▶ **Given records**:
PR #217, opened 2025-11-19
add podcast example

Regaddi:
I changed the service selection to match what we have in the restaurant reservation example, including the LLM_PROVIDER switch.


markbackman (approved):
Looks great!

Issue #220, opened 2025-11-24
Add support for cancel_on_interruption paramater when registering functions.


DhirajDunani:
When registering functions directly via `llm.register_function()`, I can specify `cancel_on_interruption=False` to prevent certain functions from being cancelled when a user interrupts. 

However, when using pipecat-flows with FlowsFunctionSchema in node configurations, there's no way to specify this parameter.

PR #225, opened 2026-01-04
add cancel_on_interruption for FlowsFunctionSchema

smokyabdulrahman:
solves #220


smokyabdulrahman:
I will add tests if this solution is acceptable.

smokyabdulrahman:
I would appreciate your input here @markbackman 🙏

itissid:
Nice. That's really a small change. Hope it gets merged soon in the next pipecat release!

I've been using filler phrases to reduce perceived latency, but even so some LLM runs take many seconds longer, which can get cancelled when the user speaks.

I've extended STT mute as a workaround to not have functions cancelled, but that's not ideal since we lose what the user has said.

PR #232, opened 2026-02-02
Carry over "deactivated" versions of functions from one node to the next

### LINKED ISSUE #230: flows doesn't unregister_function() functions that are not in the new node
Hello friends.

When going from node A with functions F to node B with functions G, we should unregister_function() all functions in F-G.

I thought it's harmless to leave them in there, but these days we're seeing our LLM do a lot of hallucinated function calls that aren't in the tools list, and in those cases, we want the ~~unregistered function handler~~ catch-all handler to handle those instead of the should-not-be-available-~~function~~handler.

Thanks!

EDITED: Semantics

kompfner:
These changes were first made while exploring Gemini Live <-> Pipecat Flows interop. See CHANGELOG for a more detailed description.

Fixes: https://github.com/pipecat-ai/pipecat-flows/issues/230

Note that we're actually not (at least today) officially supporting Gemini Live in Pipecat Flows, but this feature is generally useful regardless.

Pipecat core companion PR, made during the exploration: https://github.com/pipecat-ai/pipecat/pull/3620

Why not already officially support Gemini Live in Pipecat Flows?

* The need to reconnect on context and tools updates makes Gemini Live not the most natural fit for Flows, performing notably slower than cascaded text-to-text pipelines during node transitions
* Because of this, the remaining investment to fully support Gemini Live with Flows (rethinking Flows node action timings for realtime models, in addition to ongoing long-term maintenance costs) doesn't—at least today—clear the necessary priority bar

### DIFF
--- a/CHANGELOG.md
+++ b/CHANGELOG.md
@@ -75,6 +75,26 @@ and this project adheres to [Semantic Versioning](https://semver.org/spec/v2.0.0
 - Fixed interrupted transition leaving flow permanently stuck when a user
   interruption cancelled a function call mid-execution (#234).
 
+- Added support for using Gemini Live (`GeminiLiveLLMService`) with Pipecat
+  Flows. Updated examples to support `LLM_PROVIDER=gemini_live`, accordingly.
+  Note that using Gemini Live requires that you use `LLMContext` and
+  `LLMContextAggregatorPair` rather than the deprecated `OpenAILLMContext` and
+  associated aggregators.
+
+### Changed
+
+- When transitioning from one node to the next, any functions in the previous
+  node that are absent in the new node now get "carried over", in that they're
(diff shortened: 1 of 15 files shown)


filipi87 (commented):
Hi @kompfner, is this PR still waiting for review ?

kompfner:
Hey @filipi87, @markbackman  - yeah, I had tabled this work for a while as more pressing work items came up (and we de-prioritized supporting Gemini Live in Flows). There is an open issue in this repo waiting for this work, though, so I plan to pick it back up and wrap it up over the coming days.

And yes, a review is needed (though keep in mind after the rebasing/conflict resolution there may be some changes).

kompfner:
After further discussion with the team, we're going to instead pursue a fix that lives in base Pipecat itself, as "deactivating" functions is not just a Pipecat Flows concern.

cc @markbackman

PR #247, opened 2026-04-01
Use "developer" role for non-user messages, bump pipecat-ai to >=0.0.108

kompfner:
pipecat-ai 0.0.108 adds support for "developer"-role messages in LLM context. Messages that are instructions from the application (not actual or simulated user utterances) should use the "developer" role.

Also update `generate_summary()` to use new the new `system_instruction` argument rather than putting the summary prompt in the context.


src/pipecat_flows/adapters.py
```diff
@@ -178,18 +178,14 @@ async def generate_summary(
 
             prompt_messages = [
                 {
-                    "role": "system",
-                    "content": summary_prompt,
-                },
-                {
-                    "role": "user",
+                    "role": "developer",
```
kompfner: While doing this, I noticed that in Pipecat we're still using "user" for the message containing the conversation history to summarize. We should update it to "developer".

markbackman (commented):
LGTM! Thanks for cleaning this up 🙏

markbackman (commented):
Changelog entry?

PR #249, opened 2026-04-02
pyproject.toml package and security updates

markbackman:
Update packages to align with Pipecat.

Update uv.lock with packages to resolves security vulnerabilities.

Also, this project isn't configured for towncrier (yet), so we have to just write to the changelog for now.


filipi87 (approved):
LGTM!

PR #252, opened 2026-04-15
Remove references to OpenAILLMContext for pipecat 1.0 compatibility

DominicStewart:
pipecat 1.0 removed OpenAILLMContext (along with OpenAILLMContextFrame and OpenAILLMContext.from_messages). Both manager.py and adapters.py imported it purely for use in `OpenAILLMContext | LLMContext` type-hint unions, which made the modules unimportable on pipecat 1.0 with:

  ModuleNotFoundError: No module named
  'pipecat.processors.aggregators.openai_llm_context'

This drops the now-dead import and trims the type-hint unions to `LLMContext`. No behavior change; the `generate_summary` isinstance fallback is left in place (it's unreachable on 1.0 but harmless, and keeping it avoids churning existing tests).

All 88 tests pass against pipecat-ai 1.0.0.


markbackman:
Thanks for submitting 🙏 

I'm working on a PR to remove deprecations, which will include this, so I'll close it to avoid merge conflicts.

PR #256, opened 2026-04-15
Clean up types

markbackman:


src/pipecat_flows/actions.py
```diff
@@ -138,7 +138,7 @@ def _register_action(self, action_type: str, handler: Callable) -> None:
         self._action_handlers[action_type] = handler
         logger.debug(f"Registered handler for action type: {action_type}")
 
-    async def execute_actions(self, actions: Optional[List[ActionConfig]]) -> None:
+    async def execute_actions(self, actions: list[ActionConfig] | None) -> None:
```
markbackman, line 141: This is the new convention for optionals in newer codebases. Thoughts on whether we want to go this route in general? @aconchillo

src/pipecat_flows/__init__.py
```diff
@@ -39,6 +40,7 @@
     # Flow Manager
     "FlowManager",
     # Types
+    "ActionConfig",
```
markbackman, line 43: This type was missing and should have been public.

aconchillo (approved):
---
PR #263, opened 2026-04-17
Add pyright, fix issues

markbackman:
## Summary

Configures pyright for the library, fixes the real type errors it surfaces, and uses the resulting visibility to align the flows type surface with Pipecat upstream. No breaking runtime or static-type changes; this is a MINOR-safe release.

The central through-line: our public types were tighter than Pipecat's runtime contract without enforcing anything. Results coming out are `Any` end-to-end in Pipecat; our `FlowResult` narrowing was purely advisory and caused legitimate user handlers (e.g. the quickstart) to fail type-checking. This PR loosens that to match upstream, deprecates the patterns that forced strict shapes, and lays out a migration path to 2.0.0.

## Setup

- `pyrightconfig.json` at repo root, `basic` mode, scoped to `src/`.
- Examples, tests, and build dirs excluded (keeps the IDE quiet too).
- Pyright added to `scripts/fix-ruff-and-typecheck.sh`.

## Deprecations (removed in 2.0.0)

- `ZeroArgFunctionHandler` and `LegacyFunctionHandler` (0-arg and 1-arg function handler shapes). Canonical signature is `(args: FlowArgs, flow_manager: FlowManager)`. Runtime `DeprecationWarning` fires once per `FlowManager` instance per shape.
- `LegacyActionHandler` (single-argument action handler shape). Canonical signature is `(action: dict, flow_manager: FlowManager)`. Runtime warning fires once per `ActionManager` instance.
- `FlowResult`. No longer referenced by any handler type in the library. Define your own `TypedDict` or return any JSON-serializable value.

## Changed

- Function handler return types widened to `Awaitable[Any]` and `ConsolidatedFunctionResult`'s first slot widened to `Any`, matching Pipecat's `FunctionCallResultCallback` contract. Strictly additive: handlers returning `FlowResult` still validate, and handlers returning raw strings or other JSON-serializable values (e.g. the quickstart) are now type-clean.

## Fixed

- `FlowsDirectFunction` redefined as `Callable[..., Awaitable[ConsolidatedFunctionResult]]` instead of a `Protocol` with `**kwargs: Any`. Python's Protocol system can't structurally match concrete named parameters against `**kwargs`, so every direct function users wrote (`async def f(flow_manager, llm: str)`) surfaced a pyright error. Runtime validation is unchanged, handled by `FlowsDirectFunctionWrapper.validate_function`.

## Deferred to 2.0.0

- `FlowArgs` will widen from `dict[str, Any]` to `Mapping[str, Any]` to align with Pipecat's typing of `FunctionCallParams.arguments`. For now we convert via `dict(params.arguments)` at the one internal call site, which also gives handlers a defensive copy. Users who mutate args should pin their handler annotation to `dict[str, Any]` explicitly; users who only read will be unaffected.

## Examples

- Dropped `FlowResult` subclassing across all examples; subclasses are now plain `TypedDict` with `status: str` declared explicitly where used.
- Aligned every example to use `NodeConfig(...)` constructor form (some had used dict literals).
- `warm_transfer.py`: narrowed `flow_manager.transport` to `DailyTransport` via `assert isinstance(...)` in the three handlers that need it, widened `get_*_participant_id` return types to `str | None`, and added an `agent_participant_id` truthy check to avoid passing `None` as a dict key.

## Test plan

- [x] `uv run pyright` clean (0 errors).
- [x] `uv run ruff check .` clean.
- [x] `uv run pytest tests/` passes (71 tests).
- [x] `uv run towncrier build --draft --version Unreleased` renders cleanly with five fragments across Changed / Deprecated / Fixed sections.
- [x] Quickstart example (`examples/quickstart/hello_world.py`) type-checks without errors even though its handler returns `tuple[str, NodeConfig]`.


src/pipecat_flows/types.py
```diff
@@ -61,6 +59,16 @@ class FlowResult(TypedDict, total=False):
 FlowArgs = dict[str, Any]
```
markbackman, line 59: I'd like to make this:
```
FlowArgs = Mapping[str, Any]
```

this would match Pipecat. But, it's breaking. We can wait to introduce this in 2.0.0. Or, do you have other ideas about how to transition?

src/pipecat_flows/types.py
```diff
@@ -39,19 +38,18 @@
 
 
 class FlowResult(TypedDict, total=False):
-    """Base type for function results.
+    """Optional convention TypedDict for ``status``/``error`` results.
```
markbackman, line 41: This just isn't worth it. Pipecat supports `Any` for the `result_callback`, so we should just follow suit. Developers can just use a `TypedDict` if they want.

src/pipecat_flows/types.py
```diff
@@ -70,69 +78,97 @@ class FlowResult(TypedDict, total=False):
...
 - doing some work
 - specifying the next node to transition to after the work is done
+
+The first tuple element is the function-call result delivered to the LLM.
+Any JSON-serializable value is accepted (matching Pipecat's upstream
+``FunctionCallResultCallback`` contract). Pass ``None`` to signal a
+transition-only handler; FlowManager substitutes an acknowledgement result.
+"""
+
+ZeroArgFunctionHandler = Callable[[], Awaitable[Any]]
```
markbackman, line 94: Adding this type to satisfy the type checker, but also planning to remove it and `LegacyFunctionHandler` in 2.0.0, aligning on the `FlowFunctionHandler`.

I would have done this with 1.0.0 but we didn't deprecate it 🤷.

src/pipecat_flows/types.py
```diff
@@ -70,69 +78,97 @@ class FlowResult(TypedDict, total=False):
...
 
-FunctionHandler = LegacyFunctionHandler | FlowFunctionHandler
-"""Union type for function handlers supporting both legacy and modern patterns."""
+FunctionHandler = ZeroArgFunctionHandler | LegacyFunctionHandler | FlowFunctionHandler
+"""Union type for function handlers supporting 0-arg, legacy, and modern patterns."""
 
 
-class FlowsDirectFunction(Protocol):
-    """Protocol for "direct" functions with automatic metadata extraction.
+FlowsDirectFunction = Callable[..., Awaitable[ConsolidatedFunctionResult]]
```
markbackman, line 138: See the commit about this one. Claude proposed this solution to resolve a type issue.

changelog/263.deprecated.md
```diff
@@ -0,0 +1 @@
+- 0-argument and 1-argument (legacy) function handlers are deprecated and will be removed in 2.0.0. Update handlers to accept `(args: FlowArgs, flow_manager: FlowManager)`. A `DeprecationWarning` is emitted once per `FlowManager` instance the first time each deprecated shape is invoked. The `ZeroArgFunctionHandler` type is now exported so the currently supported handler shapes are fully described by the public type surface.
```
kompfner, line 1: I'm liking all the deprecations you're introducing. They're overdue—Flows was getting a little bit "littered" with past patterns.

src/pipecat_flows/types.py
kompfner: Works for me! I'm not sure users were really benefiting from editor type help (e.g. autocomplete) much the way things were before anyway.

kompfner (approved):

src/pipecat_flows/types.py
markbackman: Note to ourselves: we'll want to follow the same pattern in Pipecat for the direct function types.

▶ **Task**: The entries above hold the needed span. Transcribe exactly the lines from the one with "functions from one node to the next" to the one with "Hello friends.", both included.

▶ **Written answer**:
Carry over "deactivated" versions of functions from one node to the next

### LINKED ISSUE #230: flows doesn't unregister_function() functions that are not in the new node
Hello friends.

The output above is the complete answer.